“You can’t really look at the figures until the war is over.”
Donald Trump says the conflict involving Iran is now creating serious pressure on the American economy, making it harder for the Federal Reserve to lower interest rates as inflation fears return to Wall Street. In an exclusive interview inside the Oval Office, Trump connected rising oil prices and global instability directly to the growing uncertainty around inflation and future rate cuts.
The remarks come at a tense moment for financial markets, where investors are already struggling to understand how long borrowing costs may remain high if conflict in the Middle East continues pushing energy prices upward. And for the White House, the situation is becoming more complicated by the week.
Trump said that economic data is becoming difficult to judge properly while the war continues, especially with oil markets reacting sharply to developments around Iran. “You can’t really look at the figures until the war is over,” Trump said during the interview.
Oil prices have climbed significantly in recent weeks as fears grow over instability around the Strait of Hormuz, one of the world’s most important energy shipping routes. The waterway handles a major share of global crude oil exports, and markets have reacted nervously to concerns about supply disruption. Brent crude prices recently crossed above $110 per barrel after the latest escalation involving Iran, increasing pressure on governments already dealing with stubborn inflation and slowing economic growth.
For ordinary Americans, that pressure is already showing up at fuel stations and in transport costs. One market analyst described the situation simply. “Every increase in oil prices eventually reaches consumers. That is what central banks are worried about right now.” For months, investors had expected the Federal Reserve to begin cutting interest rates later this year after inflation showed signs of cooling.
But recent economic data has complicated those expectations. Inflation has started rising again in some sectors, while energy prices continue moving upward because of geopolitical instability. That combination is making Federal Reserve officials more cautious about reducing rates too quickly. Bond markets have already started reacting.
Treasury yields have climbed in recent days as investors adjust expectations around how long rates could remain elevated if inflation pressure continues. One financial strategist described the market mood as increasingly nervous. “The problem is uncertainty. Nobody knows how long the conflict will continue or how far energy prices could rise.”
The Fortune interview also revealed how closely Trump continues to approach economic policy through personal negotiation and dealmaking. Throughout the discussion, Trump described trade, industry investment, tariffs, and global diplomacy almost like interconnected business negotiations rather than separate policy areas. That approach has become one of the defining characteristics of his administration.
During the interview, Trump discussed Intel and expressed regret over the size of a government backed stake tied to earlier support for the semiconductor company. “I should have asked for more,” Trump said, claiming the value of the government linked position had grown dramatically after the company recovered.
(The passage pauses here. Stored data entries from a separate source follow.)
Issue #3108, opened 2024-05-29
Feature flag to enable JSON-encoded block submission


boulder225:
## 🎯 Problem to be solved
The Nimbus beacon node requires JSON-encoded blocks to be submitted via the `/eth/v2/beacon/blocks` endpoint. However, the current implementation of the go-eth2-client library does not support this format for Nimbus, leading to issues when using Nimbus as a beacon node in Kurtosis.

## 🛠️ Proposed solution
- [ ] Introduce a feature flag (e.g., `--feature-set-enable=json_requests`) in Charon to enable JSON-encoded block submission for Nimbus.
- [ ] Document the requirement for enabling the JSON-encoded block submission feature when using Nimbus as a beacon node in the release notes.
- [ ] Plan for eventual removal of the feature flag once Nimbus and other beacon nodes support the SSZ-encoded block format natively.

boulder225:
Hey team! Please [add your planning poker estimate](https://app.zenhub.com/workspaces/Obol-Workspace-648c1170ee94656741353327/issues/ObolNetwork/charon/3108?planning-poker) with Zenhub @gsora @KaloyanTanev @pinebit

PR #3110, opened 2024-05-29
app: json_requests feature

pinebit:
Add `WithEnforceJSON(true)` parameter when `json_requests` feature is enabled in `featureset`.
This is needed for Nimbus BN to properly handle SubmitProposal requests.

category: feature
ticket: #3108
feature_flag: json_requests

### DIFF
--- a/app/eth2wrap/eth2wrap.go
+++ b/app/eth2wrap/eth2wrap.go
@@ -80,10 +80,7 @@ func NewMultiHTTP(timeout time.Duration, addresses ...string) (Client, error) {
 			eth2http.WithAddress(address),
 			eth2http.WithTimeout(timeout),
 			eth2http.WithAllowDelayedStart(true),
-		}
-
-		if featureset.Enabled(featureset.JSONRequests) {
-			parameters = append(parameters, eth2http.WithEnforceJSON(true))
+			eth2http.WithEnforceJSON(featureset.Enabled(featureset.JSONRequests)),
 		}
 
 		cl := newLazy(func(ctx context.Context) (Client, error) {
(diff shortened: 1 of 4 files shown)


app/eth2wrap/eth2wrap.go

The comment reflected Trump’s broader tendency to view industrial policy through transactional outcomes and financial leverage.
China also remained central to the discussion. Trump defended his aggressive trade strategy against Beijing and argued that the United States must maintain dominance in artificial intelligence and advanced technology. The administration increasingly sees AI not just as an economic race, but as part of a larger geopolitical competition with China involving chips, infrastructure, military systems, and data control. One White House adviser familiar with current discussions described the atmosphere between Washington and Beijing as highly tense. “Both countries understand the next technological era will shape global power for decades.”
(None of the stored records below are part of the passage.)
PR #3114, opened 2024-06-03
app/eth2wrap: deep validator cache

gsora:
Implement a validator cache that caches the complete Validators endpoint request.

Short-cut the duty selection for the DV validator set to the known-active, cached list instead: this will reduce the load on the beacon node drastically, since before this change we were calling the BN once every slot.

Try to reduce at a minimum upstream BN requests when the VC calls for validator state.

All Validators() calls to the upstream BN, if greater than 200 validators, will have an exponential timeout calculated as `(50ms * validator amount)`.

category: feature
ticket: none


core/validatorapi/validatorapi.go
```diff
@@ -960,27 +960,66 @@ func (c Component) SyncCommitteeDuties(ctx context.Context, opts *eth2api.SyncCo
...
+	opts.PubKeys = pubkeys
+
+	cachedValidators, err := c.eth2Cl.CompleteValidators(ctx)
 	if err != nil {
 		return nil, err
 	}
-	vals := eth2Resp.Data
 
-	convertedVals, err := c.convertValidators(vals, len(opts.Indices) == 0)
+	cvMap := make(map[eth2p0.BLSPubKey]struct{})
```
pinebit, line 995: `cachedValidators` is already a map. Why not traverse `opts.Indices` instead of `opts.PubKeys` to avoid extra maps and loop?

app/eth2wrap/valcache.go
```diff
@@ -65,28 +71,40 @@ func (c *ValidatorCache) Trim() {
...
+
+	return c.complete, c.complete != nil
+}
+
+// Get returns the cached active validators, cached complete Validators response, or fetches them if not available populating the cache.
+func (c *ValidatorCache) Get(ctx context.Context) (ActiveValidators, CompleteValidators, error) {
+	completeCached, completeOk := c.cached()
+	activeCached, activeOk := c.activeCached()
+
+	if completeOk && activeOk {
```
pinebit, line 98: This looks like "premature optimization" to me. If this is called once per slot, then acquiring write lock vs read lock shall not really matter. As the result, the code looks more complicated than it should be.

core/validatorapi/validatorapi.go
```diff
@@ -960,27 +960,66 @@ func (c Component) SyncCommitteeDuties(ctx context.Context, opts *eth2api.SyncCo
...
+	}
+
+	var nonCachedPubkeys []eth2p0.BLSPubKey
+	for _, ncVal := range opts.PubKeys {
+		if _, ok := cvMap[ncVal]; !ok {
+			nonCachedPubkeys = append(nonCachedPubkeys, ncVal)
+		}
+	}
+
+	if len(nonCachedPubkeys) != 0 {
```
pinebit, line 1007: This logic is complex enough to deserve new unit tests.

pinebit:
> All Validators() calls to the upstream BN, if greater than 200 validators, will have an exponential timeout calculated as (50ms * validator amount).

Is this done in this PR? I did not find changes implementing this logic.

core/validatorapi/validatorapi.go
gsora: `opts.Indices` is an optional field, as is `opts.PubKeys`: not providing them returns the list of all the validators on the network.

Thinking about it some more, we should also handle the caching layer for indices... though, no VC ever queries with it.

gsora:
@pinebit you can find it here: https://github.com/ObolNetwork/charon/pull/3114/files#diff-9496d7e5dde67e0e9b5aef94238c8031bb904688be029b2e7683d871a0b02320R115

app/eth2wrap/valcache.go
gsora: I see your point.

Previous maintainer added that code path, but I believe before the RWLock. Will re-check.

core/validatorapi/validatorapi.go
pinebit: Understood. Then why valcache uses indices for mapping? Maybe it needs to use pubkeys?

gsora: > Understood. Then why valcache uses indices for mapping? Maybe it needs to use pubkeys?

I'm caching both the active validator list and the raw Validators response. We cache by index because that's the most common way of looking for validators, although the semantics of the beacon REST API might suggest otherwise.

pinebit (approved):

KaloyanTanev (approved):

The interview also revealed Trump’s belief that future presidents may struggle to replicate the kind of direct intervention he has pushed across economic and foreign policy matters. At one point, Trump suggested that his style of negotiation and centralized involvement may not continue under future administrations. “It’s not going to happen again,” he said. That statement captured something larger running through the interview. A belief that modern politics, global business, and economic strategy are now deeply connected in ways previous leaders did not fully manage.
Meanwhile, financial markets continue responding to every new development involving Iran. Oil traders, bond investors, and multinational companies are all trying to calculate how long the conflict could affect supply chains, energy costs, and inflation trends. Even small disruptions around the Strait of Hormuz have historically triggered major market reactions because of how much global oil moves through the region each day. For central banks, the concern is obvious. Higher energy prices make inflation harder to control. And inflation makes rate cuts harder to justify.
Trump also claimed during the interview that Iran was eager to finalize agreements during negotiations but repeatedly changed positions during discussions. “They’re dying to sign,” he said while criticizing the Iranian leadership’s negotiating approach. Details surrounding those negotiations remain unclear, but the comments reinforced how closely diplomacy and economic concerns are now overlapping inside the administration.
For now, investors remain caught between two competing expectations. The hope that inflation will eventually cool enough for lower interest rates. And the fear that war driven oil prices could keep economic pressure alive much longer than expected. Because in moments like this, global conflict no longer stays far away from financial markets. It reaches fuel stations, interest rates, investment decisions, and household costs almost immediately. And right now, nobody seems fully certain where it ends.